_REQUIRED WORK_: Report each line of the entries that includes "branch" by copying it.

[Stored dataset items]
════════════════════

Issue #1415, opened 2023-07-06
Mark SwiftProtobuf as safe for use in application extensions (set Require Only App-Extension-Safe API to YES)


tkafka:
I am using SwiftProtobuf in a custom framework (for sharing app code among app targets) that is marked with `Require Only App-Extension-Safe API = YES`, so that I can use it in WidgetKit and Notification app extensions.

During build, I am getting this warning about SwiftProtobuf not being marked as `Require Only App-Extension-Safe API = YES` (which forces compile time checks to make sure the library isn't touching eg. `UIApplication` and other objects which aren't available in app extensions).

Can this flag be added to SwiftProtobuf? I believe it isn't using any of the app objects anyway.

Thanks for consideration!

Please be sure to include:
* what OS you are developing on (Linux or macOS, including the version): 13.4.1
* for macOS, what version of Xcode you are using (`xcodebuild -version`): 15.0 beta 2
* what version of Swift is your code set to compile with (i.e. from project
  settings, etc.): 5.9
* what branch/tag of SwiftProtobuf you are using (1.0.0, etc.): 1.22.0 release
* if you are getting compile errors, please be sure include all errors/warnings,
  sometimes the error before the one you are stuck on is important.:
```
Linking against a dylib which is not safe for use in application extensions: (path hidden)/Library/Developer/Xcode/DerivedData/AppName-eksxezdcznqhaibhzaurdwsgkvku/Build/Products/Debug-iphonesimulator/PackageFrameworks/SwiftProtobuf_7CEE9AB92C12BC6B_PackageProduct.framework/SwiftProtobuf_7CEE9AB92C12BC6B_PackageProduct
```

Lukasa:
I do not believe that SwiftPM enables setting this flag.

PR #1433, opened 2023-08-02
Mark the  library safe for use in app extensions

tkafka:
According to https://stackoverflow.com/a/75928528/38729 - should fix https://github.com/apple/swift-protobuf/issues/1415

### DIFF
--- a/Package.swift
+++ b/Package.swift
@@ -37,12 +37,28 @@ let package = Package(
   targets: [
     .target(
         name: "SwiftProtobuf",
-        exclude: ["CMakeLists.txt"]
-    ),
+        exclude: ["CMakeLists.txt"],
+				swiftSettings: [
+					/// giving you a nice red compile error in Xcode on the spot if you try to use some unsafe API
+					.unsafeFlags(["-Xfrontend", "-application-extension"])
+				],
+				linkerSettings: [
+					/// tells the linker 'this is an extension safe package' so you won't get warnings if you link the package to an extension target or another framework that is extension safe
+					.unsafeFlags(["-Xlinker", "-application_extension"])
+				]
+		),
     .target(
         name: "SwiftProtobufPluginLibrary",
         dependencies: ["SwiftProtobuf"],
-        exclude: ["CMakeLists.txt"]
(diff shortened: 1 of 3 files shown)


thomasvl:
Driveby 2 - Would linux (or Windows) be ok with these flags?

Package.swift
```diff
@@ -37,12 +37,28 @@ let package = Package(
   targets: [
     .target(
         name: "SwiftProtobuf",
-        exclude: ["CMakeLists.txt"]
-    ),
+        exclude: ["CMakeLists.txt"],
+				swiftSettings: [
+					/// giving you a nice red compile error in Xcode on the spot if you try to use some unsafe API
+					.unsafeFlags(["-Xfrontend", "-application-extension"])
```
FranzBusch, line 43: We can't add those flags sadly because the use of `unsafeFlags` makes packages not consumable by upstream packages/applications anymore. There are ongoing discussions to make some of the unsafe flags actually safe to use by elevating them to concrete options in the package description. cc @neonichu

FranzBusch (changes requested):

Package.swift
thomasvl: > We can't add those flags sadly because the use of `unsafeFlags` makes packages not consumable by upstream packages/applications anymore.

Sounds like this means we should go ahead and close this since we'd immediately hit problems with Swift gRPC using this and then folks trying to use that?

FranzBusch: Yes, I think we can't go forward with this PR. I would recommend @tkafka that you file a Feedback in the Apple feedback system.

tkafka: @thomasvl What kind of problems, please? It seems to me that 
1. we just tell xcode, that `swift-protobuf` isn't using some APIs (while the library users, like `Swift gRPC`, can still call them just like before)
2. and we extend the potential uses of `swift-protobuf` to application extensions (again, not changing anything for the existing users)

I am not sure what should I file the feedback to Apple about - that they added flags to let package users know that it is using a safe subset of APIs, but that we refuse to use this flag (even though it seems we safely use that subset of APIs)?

════════════════════

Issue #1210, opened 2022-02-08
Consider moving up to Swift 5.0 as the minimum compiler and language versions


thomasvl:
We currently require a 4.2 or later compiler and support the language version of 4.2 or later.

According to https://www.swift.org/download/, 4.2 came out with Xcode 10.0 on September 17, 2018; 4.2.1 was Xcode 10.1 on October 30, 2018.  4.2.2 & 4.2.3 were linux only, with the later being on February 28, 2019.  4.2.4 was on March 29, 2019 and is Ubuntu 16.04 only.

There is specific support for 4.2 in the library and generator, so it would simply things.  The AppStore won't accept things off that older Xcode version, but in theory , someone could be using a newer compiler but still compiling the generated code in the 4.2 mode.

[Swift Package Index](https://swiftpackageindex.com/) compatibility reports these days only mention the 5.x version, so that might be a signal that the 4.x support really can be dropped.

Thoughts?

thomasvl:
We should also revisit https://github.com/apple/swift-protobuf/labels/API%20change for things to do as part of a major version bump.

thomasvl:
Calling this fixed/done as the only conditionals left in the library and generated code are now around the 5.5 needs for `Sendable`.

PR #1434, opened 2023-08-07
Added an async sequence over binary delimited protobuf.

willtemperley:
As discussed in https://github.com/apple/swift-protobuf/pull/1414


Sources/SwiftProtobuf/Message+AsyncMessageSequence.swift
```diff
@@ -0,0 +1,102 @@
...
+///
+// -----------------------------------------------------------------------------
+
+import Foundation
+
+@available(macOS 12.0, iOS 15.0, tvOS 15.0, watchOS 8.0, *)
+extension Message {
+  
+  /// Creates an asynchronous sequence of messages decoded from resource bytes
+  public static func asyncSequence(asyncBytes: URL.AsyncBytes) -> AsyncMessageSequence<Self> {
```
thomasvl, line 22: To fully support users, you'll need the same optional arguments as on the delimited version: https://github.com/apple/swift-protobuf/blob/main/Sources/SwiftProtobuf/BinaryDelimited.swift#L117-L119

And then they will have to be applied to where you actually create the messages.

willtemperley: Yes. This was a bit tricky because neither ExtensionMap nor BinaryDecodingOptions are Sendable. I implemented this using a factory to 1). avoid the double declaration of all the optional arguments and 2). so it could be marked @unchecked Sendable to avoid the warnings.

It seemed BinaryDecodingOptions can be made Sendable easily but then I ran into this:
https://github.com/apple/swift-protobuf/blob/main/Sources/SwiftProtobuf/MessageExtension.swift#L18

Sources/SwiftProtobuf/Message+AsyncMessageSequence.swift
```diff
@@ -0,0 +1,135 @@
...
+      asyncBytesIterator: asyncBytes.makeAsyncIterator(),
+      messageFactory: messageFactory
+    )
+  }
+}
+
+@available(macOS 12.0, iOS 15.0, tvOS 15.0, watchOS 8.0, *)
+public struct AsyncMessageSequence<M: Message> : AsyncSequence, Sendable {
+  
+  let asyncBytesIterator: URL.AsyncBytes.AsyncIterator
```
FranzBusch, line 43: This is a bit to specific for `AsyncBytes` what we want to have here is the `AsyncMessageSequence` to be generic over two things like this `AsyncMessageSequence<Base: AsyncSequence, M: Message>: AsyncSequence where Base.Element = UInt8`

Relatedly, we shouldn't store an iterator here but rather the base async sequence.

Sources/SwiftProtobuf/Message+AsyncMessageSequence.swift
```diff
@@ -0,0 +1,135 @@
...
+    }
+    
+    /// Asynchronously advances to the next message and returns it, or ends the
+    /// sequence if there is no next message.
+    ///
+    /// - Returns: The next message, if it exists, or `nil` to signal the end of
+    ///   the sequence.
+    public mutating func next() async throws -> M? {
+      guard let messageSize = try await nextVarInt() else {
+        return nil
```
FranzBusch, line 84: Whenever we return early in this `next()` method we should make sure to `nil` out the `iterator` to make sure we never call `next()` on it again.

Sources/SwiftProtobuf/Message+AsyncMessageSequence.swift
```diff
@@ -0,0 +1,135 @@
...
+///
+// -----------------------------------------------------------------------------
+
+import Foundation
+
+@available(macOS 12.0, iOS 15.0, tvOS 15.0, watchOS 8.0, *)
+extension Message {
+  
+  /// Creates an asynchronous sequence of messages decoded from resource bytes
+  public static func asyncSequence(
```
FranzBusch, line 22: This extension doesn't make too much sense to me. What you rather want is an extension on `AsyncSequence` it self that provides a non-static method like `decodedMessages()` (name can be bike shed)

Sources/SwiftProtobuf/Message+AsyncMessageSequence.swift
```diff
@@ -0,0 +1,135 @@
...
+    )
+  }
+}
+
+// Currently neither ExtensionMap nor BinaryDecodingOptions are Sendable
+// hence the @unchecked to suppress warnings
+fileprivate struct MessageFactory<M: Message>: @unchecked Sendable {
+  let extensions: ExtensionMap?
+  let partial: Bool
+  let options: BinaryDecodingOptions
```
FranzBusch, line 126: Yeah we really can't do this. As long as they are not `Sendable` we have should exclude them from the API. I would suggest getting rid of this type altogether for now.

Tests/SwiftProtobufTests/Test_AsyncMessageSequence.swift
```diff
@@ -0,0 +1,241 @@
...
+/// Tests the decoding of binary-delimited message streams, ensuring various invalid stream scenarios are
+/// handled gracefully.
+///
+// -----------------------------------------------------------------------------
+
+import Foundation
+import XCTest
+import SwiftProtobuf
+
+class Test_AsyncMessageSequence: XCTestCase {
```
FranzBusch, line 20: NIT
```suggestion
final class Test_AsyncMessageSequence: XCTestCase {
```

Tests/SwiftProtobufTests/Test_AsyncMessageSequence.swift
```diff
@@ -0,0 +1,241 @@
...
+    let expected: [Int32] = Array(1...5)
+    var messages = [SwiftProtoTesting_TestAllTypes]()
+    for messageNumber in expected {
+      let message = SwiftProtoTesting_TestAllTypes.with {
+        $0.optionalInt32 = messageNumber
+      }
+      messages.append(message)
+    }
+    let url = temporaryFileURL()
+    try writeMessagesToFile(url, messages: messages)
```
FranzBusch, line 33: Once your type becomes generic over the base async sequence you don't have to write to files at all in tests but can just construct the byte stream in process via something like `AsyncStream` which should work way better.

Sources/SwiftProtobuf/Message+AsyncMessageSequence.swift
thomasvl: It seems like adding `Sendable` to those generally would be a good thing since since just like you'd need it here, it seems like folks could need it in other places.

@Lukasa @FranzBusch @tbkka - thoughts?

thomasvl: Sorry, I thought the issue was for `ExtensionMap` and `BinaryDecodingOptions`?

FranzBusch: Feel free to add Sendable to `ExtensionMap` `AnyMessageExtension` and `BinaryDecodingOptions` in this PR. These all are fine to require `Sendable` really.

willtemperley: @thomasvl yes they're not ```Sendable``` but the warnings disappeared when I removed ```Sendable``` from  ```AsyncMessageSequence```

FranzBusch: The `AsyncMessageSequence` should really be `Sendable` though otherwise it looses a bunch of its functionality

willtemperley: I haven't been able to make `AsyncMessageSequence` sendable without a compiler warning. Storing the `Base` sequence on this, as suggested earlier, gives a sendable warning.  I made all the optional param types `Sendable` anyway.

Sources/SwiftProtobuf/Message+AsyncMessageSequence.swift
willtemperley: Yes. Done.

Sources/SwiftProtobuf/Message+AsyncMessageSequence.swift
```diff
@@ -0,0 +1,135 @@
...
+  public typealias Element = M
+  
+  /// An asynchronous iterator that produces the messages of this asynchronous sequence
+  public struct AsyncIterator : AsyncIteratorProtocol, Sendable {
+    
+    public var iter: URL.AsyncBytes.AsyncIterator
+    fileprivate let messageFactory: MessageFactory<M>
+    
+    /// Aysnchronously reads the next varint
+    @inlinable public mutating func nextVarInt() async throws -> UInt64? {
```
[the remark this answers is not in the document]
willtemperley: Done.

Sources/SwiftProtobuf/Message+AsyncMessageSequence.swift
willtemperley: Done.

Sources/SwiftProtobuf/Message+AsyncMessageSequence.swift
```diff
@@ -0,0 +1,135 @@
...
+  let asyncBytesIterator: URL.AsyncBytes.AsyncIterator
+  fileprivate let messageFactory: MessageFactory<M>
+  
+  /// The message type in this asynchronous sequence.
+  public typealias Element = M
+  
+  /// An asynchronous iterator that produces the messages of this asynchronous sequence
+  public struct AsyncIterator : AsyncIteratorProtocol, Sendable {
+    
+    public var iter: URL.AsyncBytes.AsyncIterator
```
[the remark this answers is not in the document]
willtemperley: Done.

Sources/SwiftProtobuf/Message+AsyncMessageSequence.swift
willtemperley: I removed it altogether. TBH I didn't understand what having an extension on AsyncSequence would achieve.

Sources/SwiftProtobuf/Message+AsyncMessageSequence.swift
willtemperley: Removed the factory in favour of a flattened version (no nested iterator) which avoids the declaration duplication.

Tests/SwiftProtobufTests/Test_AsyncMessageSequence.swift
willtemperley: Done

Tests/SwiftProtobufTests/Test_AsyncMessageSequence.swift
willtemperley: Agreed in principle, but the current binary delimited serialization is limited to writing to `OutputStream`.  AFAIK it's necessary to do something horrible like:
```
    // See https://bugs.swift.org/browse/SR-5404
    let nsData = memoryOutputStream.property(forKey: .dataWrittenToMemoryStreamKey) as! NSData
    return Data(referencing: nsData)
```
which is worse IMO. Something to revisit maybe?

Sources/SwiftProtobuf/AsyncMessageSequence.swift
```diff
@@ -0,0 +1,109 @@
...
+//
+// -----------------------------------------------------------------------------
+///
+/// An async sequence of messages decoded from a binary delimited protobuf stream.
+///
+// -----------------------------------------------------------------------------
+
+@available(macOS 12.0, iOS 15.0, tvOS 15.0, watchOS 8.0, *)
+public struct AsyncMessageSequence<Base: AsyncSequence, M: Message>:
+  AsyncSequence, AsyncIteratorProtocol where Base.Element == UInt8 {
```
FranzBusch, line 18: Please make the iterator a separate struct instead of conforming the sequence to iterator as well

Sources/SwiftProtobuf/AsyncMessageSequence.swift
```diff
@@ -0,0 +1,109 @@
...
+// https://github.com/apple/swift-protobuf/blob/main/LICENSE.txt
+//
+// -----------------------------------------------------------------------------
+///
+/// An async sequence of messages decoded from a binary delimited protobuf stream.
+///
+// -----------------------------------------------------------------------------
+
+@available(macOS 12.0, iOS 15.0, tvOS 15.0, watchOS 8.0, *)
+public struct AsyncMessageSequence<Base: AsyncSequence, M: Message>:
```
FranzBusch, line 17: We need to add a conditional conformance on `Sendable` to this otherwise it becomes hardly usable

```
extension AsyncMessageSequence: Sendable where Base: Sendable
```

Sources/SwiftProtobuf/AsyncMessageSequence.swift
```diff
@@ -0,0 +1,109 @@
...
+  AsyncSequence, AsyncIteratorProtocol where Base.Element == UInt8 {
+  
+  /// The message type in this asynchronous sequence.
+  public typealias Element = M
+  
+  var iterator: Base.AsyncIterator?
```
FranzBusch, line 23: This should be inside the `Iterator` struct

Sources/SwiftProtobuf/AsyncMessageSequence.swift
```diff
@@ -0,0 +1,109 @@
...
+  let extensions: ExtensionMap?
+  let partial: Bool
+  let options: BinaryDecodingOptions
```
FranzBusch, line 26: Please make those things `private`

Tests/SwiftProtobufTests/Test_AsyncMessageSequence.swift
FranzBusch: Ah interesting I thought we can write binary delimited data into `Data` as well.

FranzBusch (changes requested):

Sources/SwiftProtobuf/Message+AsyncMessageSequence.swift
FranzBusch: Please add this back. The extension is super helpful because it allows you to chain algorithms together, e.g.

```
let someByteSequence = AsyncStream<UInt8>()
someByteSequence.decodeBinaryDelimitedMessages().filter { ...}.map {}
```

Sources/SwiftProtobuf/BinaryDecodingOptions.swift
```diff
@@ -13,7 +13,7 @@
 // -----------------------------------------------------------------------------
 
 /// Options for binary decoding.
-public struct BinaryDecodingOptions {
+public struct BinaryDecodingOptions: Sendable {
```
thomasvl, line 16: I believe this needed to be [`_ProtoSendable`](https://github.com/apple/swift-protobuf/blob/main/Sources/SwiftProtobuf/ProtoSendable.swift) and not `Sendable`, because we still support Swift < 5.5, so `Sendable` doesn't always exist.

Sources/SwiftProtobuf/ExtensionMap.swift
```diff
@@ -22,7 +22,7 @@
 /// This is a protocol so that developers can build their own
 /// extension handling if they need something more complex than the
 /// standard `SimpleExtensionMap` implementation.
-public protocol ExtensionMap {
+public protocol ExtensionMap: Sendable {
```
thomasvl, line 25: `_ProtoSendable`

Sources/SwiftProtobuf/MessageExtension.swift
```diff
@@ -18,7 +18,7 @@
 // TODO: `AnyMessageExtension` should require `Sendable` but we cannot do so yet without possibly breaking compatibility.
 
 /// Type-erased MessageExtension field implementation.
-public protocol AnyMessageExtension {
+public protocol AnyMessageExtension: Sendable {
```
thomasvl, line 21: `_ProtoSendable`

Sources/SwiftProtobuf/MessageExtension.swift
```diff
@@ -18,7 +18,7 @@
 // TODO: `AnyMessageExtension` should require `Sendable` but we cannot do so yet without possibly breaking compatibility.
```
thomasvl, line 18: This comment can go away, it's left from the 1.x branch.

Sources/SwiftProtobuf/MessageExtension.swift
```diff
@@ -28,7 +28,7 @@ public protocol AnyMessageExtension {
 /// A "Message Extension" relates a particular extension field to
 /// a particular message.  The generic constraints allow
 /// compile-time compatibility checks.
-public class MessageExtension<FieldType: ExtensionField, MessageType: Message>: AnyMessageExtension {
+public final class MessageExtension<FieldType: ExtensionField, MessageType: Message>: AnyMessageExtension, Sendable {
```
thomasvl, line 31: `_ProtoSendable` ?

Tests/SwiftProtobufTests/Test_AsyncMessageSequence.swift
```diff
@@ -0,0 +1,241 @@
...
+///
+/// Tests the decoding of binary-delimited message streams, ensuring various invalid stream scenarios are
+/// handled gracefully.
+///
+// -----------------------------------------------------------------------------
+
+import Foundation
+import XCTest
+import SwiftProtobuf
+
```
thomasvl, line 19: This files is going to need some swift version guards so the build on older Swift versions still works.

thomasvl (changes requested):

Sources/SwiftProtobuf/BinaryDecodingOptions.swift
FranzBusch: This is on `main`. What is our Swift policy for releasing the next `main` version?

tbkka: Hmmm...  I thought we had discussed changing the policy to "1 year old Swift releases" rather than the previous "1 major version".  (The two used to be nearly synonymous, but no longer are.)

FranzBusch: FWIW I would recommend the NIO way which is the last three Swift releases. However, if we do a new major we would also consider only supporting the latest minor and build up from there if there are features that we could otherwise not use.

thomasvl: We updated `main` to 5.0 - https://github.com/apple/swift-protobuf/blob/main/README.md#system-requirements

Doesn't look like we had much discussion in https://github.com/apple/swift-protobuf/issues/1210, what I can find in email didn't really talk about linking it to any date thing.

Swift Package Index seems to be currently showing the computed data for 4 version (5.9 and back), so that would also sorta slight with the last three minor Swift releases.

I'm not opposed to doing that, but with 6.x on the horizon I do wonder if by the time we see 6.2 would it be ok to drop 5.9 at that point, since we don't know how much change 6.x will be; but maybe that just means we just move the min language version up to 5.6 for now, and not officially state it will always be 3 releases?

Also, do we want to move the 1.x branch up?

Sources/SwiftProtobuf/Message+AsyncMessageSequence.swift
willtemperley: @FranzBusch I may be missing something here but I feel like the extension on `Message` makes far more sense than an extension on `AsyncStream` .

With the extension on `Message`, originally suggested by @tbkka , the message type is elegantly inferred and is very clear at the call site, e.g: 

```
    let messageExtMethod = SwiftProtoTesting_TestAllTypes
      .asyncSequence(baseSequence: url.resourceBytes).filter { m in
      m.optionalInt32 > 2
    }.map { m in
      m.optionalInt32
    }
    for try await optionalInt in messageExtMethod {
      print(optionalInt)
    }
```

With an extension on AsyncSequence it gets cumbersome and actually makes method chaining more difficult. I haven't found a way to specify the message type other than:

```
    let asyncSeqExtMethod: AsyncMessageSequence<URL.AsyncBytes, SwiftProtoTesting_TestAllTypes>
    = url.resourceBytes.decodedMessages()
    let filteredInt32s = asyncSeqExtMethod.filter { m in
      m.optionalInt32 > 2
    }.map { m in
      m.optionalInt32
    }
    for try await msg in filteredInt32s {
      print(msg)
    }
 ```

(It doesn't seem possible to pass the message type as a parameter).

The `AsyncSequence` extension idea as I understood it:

════════════════════

_SOLVED EXERCISE_:
* what branch/tag of SwiftProtobuf you are using (1.0.0, etc.): 1.22.0 release
thomasvl, line 18: This comment can go away, it's left from the 1.x branch.
Also, do we want to move the 1.x branch up?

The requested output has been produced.